Very much disagree. Fish in question is a common pleco, _Pterygoplichthys paradalis_
You've got the pattern back wards: Sailfin pleco has the large distinct round spots, as well as a very large dorsal fin. Click on any of these sites and you will see it is not a match with the fish in question.https://www.google.ca/search?q=pter...&ei=1NqCVYX6EerIsQSMlxY&ved=0CIEBEIke#imgrc=_

On a common pleco, the spots join together to make sort of a 'worming' pattern. http://www.planetcatfish.com/common/species.php?species_id=88


----------



## Ten Tonne Tomahawk (Apr 24, 2015)

BC in SK said:


> Ten Tonne Tomahawk said:
> 
> 
> > #3 is not common Pleco or _Hypostomus Plecostomus_, it a sail finned Pleco, or _Pterygoplichthys gibbiceps_
> ...


On a Gibby, the lines across the face are fine, like the ones on the picture #3. I focused on the facial features. Looking again, he does lack the lighter skin coloured blotching and the higher head. 
I guess you're right.
Sorry, Fogulhund, I seem to have made an error.
No-one tells my wife, deal?

Just to be clear, Hypostomus Plecostomus is the same as Pterygoplichthys paradalis, right? Just an older name that the lab coats decided to change....


----------



## BC in SK (Aug 11, 2012)

Ten Tonne Tomahawk said:


> On a Gibby, the lines across the face are fine, like the ones on the picture #3. I focused on the facial features.


Whether young or older, the pattern on the face of a "gibby" is not at all, like the one in picture #3.


Ten Tonne Tomahawk said:


> Just to be clear, Hypostomus Plecostomus is the same as Pterygoplichthys paradalis, right? Just an older name that the lab coats decided to change....

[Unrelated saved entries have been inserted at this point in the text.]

PR #2795, opened 2026-01-17
Replace `java.time` with `kotlin.time` for duration and instant

yukibtc:
Switch from `java.time.Duration` and `java.time.Instant` to `kotlin.time.Duration` and `kotlin.time.Instant` to avoid requiring Android API 26+.

Ref https://github.com/rust-nostr/nostr-sdk-ffi/issues/66

### DIFF
--- a/fixtures/uniffi-fixture-time/tests/bindings/test_chronological.kts
+++ b/fixtures/uniffi-fixture-time/tests/bindings/test_chronological.kts
@@ -1,36 +1,37 @@
 import uniffi.chronological.*;
-import java.time.Duration
-import java.time.Instant
-import java.time.DateTimeException
+import kotlin.time.Duration
+import kotlin.time.Duration.Companion.nanoseconds
+import kotlin.time.Duration.Companion.seconds
+import kotlin.time.Instant
 
 // Test passing timestamp and duration while returning timestamp
-assert(add(Instant.ofEpochSecond(100, 100), Duration.ofSeconds(1, 1))
-        .equals(Instant.ofEpochSecond(101, 101)))
+assert(add(Instant.fromEpochSeconds(100, 100), 1.seconds + 1.nanoseconds)
+        .equals(Instant.fromEpochSeconds(101, 101)))
 
 // Test passing timestamp while returning duration
-assert(diff(Instant.ofEpochSecond(101, 101), Instant.ofEpochSecond(100, 100))
-        .equals(Duration.ofSeconds(1, 1)))
+assert(diff(Instant.fromEpochSeconds(101, 101), Instant.fromEpochSeconds(100, 100))
+        .equals(1.seconds + 1.nanoseconds))
 
 // Test pre-epoch timestamps
-assert(add(Instant.parse("1955-11-05T00:06:00.283000001Z"), Duration.ofSeconds(1, 1))
+assert(add(Instant.parse("1955-11-05T00:06:00.283000001Z"), 1.seconds + 1.nanoseconds)
         .equals(Instant.parse("1955-11-05T00:06:01.283000002Z")))
 
 // Test exceptions are propagated
 try {
-        diff(Instant.ofEpochSecond(100), Instant.ofEpochSecond(101))
+        diff(Instant.fromEpochSeconds(100), Instant.fromEpochSeconds(101))
         throw RuntimeException("Should have thrown a TimeDiffError exception!")
 } catch (e: ChronologicalException) {
         // It's okay!
 }
 
 // Test max Instant upper bound
-assert(add(Instant.MAX, Duration.ofSeconds(0)).equals(Instant.MAX))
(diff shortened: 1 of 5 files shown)


paxbun:
Hi! Thanks for the contribution. Since `kotlin.time.Instant` requires Kotlin 2.3+, we at least need to add a bindgen option to control whether to use it.

Plus, the CI still uses an older version of Kotlin; we need to update it.

@mhammond Could you have a look at this?

mhammond:
> requires Kotlin 2.3+, we at least need to add a bindgen option to control whether to use it.

Another option might be to just declare we no longer support old versions of Kotlin - how likely is it that people might be on the latest uniffi but be stuck on a kotlin that old?

(I'm not advocating for that particularly, but in general I don't see a problem with bumping the min supported versions of things over time)

mhammond:
> Another option might be to just declare we no longer support old versions of Kotlin

Now I look at this, what I wrote might be fine in the general case, but it looks like this change would break existing kotlin code, which we typically try hard to avoid - so I think a new option would be good.

OTOH though, I've actually been thinking of deprecating duration and instant - custom types offer far more flexibility and offers the same capability - is there a reason to not do that instead? ie, why wouldn't you just use a custom type?

paxbun:
> how likely is it that people might be on the latest uniffi but be stuck on a kotlin that old?

Kotlin 2.3 is the latest release currently, and even a Mozilla project like [mozilla/application-services](https://github.com/mozilla/application-services/blob/af728a890e7f5fd53ae2bc9b06c1a7ff3e688afa/gradle/libs.versions.toml#L15) still uses Kotlin 2.2. In my experience, upgrading from Kotlin 2.x to 2.y doesn't cause any difficulties, but those stuck on 1.9 will encounter many issues when migrating to Kotlin 2.x. Using a library built with a higher version of Kotlin is typically unavailable in a lower version of Kotlin due to metadata incompatibility. They sometimes need to update the IDE as well, due to Android Gradle plugin issues.

Spring Boot 4 was released in Nov 2025 and requires Kotlin 2.2, but Spring Boot 3 needs Kotlin 1.7.

So I think there might be some projects with many reasons not to upgrade to Kotlin 2.x. If we're going to bump the minimum supported version of Kotlin, I believe that shouldn't be higher than 1.9.

> is there a reason to not do that instead? ie, why wouldn't you just use a custom type?

I believe many Java and Kotlin programmers want to mix their Rust code with Java's locale and timezone-aware Calendar and DateTime APIs, where the corresponding libraries in the Rust world are not mature enough.

mhammond:
> > is there a reason to not do that instead? ie, why wouldn't you just use a custom type?
> 
> I believe many Java and Kotlin programmers want to mix their Rust code with Java's locale and timezone-aware Calendar and DateTime APIs, where the corresponding libraries in the Rust world are not mature enough.

I'm suggesting a custom type would allow you do exactly that - iirc, currently a duration is basically a tuple of (u64, u32), which both sides convert appropriately. I think a custom type could do exactly that - but you'd have more control over the semantics rather than using the semantics we chose.

To put it another way, I don't think we'd add timestamp and duration today given we have custom types - instead, we'd be more likely to document a complete solution using custom types.

paxbun:
> I'm suggesting a custom type would allow you do exactly that - iirc, currently a duration is basically a tuple of (u64, u32),

Oh, now I get the point. You're right that a duration is just a tuple of a long and an int value.

I actually just read the code changes, not rust-nostr/nostr-sdk-ffi#66; now I've just read it, and I think that shouldn't be fixed with this.

@yukibtc AGP provides a feature called [desugaring](https://developer.android.com/studio/write/java8-support-table), and it provides a compatibility library, [google/desugar_jdk_libs](https://github.com/google/desugar_jdk_libs), which contains an implementation of older Java APIs that is not natively supported by the OS. It also provides `java.time.Duration`, so the issue rust-nostr/nostr-sdk-ffi#66 will be okay with it.

yukibtc:
Sorry for the late reply.

> Since kotlin.time.Instant requires Kotlin 2.3+

I missed that requirement, thanks for pointing it out.

> custom types offer far more flexibility and offers the same capability - is there a reason to not do that instead? ie, why wouldn't you just use a custom type?

I initially started with a custom type, but when I noticed the use of `java.time` instead of `kotlin.time`, I thought it might make sense to align with that, but I wasn’t aware of the Kotlin 2.3+ requirement.

> AGP provides a feature called [desugaring](https://developer.android.com/studio/write/java8-support-table), and it provides a compatibility library, [google/desugar_jdk_libs](https://github.com/google/desugar_jdk_libs), which contains an implementation of older Java APIs that is not natively supported by the OS. It also provides java.time.Duration, so the issue https://github.com/rust-nostr/nostr-sdk-ffi/issues/66 will be okay with it.

Awesome, thank you!

---

Thanks again for the feedback, I’m going to close this PR.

No, 2 different species. Not even the same genus.
_Hypostomus plecostomus_ Described 1758. Commonly imported in the 60's and 70's, from Venezuela, Suriname, Guyanas. Not thought to have been bred in captivity. Not so common today as it needs to be caught live and imported.

_Pterygoplichthys pardalis_ Described 1855. Comes from the Amazon but is rarely imported as a wild caught today. Commercially produced in huge numbers by the ornamental fish industry and is the most commonly available Loricariidae species today (some Ancistrus species, bushy nose plecos, may becoming more common as they are also commercially produced).


----------



## Ten Tonne Tomahawk (Apr 24, 2015)

OK.
I think I get the issue now. It's more geographical and a result of Australia's poor range of cats. It is geographical from the point of view that some part of the world call things different names. I'm no expert on cats, as you may have established yourselves. In Australia, we have the Hypostamus Plecostamus (or Pterygoplichthys pardalis) and they are bred in large dams in the tropics of Australia to feed our local market. This is known, in Australia at least, as a "Common Pleco" A more sought after species is the Pterygoplichthys gibbiceps, due to it's nicer colouration, generally larger size and higher dorsal fin. This is known locally as a "Sail Fin Pleco", or simply a "Gibby". For a long time, these were the only two larger sized options available. Since then, what is locally known as an "Orange Spot Pleco" has become available, although, I admit to knowing nothing more about it. There are also Albino versions of all of these available as well.
In Australia, we have also had the "Common Bristle nosed catfish", sometimes referred to a Bristle nosed pleco in the continental US. This is what I believe to be Ancistrus cirrhosus. I recall it being called Temminckii and it seems I was not too far from the mark. It's likely a blend here. (I also recall the genus being called something in the order of Ambestoma, but I'm not 100% sure and my spelling is likely way off.) Bear in mind, my info is 10+ years old and I don't google it, I remember it. Regardless, the Bristle nosed catfish is of no relation to the larger Plecostamus, other than bearing a resemblance and thus sharing the name erroneously in the US. These Cats stay small and breed willingly in Aquariums, unlike their over sized friends. There are marbled, longfinned, peppermint and albino versions and combinations of, to name but a few.
Now, we have 2 very distinct sizes, the 'pleco' size and the Bristle nose size. 
If this fish (#3) is not from the list of fish I outlined above, it is highly probable that I have never seen it and am confusing it with something I have seen.
Also of note is the Pterygoplichthys pardalis may be here masquerading as a common pleco in the place of the Hypostamus of old if, as you suggest, it has been commercially bred. It would, however, have needed to have been smuggled illegally into Australia and I would likely have heard the whispers. Anything new here creates whispers and they spread like wildfire. 97% of cihlids are prohibited imports here. 99% of cats are. The common bristle nose catfish has never been legally imported into Australia. Never. It came in accidently as a pleco shipment sometime prior to '75 and has simply survived in the hobby via breeding and occasional smuggling.


----------



## noki (Jun 13, 2003)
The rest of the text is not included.